*** Opening DATA TO PROCESS ***
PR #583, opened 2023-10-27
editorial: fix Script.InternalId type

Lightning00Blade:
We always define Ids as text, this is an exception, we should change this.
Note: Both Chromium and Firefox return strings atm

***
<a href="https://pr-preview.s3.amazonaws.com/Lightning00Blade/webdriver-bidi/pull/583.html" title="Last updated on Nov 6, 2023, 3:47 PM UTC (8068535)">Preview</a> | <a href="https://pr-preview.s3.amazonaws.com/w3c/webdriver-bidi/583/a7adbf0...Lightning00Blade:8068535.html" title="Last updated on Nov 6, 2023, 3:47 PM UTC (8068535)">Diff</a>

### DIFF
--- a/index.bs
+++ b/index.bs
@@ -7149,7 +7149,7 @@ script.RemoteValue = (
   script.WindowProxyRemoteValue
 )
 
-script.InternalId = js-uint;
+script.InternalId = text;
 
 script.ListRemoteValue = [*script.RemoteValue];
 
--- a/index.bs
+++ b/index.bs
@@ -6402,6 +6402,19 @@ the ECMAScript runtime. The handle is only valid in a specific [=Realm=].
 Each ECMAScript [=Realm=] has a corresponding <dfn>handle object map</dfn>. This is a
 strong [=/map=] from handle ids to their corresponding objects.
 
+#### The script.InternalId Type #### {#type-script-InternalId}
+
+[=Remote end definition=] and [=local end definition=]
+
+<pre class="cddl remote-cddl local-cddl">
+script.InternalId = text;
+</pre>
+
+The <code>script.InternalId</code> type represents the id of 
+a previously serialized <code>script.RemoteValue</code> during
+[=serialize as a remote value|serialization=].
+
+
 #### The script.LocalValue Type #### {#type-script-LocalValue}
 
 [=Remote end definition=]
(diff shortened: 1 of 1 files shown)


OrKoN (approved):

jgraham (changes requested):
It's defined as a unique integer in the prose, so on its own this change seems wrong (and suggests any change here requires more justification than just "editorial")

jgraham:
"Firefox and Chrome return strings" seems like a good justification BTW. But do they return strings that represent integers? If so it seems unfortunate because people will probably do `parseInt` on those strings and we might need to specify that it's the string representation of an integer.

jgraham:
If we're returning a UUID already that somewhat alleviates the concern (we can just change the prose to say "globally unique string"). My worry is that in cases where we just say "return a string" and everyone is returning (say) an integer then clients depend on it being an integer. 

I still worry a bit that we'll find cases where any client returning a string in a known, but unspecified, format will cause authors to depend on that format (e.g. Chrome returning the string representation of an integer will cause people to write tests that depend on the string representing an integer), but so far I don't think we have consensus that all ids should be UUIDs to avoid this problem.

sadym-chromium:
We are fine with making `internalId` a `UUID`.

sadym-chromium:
*** Closing DATA TO PROCESS ***
*** Opening DATA TO PROCESS ***
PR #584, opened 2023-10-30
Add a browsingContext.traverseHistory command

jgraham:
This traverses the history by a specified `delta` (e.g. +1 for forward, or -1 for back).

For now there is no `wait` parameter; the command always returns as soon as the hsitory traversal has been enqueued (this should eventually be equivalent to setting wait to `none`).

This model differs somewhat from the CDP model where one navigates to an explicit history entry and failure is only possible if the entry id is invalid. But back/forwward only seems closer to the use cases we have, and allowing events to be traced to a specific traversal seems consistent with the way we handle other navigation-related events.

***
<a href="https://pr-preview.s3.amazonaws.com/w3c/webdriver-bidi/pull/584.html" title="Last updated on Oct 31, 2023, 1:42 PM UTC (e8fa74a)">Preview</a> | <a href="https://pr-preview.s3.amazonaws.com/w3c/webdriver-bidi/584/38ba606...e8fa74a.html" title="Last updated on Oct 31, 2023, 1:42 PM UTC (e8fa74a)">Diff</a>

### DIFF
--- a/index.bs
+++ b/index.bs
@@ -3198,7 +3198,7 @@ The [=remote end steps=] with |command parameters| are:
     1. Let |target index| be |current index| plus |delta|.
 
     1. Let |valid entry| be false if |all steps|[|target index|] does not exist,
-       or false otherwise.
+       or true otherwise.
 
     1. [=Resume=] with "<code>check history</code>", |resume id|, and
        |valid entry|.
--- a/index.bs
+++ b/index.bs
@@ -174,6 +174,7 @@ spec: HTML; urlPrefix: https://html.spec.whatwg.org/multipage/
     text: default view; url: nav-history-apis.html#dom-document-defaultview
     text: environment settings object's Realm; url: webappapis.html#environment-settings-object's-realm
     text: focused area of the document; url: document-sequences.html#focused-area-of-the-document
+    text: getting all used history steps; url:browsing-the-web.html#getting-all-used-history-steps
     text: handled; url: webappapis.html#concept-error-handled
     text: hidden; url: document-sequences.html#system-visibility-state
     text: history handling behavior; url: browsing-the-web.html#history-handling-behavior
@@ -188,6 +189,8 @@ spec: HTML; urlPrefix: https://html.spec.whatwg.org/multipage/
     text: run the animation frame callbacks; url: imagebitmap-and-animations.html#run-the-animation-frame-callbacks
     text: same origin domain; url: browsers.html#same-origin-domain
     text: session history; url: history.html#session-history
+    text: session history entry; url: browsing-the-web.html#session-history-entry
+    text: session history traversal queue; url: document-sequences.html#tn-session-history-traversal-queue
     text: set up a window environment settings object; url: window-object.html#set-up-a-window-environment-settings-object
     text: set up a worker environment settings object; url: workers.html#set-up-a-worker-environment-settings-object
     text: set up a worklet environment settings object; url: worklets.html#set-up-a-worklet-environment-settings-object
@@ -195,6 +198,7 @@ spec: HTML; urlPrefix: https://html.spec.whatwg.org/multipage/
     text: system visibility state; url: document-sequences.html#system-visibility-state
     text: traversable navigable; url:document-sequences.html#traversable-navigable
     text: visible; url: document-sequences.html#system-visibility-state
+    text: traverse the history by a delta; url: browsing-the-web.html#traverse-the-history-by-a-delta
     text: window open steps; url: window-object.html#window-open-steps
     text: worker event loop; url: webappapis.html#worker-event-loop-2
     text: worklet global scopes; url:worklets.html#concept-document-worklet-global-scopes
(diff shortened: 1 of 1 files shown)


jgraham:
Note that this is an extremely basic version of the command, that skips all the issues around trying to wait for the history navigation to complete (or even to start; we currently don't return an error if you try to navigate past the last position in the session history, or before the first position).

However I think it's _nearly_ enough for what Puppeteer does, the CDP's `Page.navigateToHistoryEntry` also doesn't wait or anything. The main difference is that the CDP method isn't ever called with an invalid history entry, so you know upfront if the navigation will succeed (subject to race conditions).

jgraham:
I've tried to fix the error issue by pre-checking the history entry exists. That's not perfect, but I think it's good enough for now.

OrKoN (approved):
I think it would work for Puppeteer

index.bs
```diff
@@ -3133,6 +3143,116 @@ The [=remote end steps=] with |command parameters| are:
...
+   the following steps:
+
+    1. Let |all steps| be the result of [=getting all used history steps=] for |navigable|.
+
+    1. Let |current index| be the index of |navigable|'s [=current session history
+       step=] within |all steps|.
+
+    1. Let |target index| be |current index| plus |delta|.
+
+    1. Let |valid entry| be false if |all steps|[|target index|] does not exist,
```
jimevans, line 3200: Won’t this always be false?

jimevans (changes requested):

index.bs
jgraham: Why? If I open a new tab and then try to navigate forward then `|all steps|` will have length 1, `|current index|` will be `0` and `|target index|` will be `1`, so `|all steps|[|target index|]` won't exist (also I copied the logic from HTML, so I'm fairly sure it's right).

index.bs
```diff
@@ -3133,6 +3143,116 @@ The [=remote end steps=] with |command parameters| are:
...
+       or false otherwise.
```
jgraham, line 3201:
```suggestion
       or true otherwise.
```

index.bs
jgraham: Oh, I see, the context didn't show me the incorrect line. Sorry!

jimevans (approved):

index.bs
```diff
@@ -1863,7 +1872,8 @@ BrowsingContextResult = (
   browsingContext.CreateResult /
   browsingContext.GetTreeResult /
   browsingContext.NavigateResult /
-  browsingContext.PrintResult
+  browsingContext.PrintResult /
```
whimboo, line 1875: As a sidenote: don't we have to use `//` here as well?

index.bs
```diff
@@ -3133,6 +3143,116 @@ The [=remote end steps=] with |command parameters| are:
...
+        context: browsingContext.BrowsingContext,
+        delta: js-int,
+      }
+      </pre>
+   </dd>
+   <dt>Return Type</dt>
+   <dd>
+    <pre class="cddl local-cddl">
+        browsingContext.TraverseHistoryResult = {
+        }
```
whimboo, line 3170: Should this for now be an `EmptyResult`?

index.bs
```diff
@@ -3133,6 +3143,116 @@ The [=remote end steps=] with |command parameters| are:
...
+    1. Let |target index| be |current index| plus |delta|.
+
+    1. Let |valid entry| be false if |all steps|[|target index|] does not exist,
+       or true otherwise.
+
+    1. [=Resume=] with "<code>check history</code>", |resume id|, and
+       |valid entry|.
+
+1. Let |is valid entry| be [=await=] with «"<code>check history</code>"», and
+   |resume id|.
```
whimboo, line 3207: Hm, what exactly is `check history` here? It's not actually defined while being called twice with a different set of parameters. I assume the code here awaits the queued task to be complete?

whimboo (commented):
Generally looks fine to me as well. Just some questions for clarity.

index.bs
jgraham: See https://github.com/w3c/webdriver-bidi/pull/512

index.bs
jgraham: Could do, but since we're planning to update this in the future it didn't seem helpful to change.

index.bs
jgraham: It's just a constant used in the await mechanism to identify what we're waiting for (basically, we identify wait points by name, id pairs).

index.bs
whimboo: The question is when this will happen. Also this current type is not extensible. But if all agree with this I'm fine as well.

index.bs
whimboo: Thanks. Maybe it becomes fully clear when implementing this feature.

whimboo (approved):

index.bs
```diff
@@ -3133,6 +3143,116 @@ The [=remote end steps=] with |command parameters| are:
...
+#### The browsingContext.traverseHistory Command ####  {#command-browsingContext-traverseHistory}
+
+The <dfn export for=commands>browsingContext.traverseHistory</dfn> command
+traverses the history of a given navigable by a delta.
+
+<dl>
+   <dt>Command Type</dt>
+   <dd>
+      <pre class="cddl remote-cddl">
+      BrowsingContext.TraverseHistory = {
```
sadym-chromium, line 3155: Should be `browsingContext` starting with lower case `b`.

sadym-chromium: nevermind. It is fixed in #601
*** Closing DATA TO PROCESS ***
*** Opening DATA TO PROCESS ***
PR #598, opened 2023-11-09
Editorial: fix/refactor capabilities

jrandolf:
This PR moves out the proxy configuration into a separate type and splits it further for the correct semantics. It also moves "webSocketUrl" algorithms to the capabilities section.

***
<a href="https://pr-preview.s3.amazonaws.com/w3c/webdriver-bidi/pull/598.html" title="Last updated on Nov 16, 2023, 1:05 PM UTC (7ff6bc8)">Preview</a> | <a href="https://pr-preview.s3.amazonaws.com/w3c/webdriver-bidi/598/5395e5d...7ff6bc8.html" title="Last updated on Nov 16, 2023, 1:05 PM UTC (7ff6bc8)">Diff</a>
*** Closing DATA TO PROCESS ***
### DIRECTIONS FOR THIS TASK
In the records above, find every line containing the word "changes" and show it.

### EXERCISE RESULT
jgraham (changes requested):
jimevans (changes requested):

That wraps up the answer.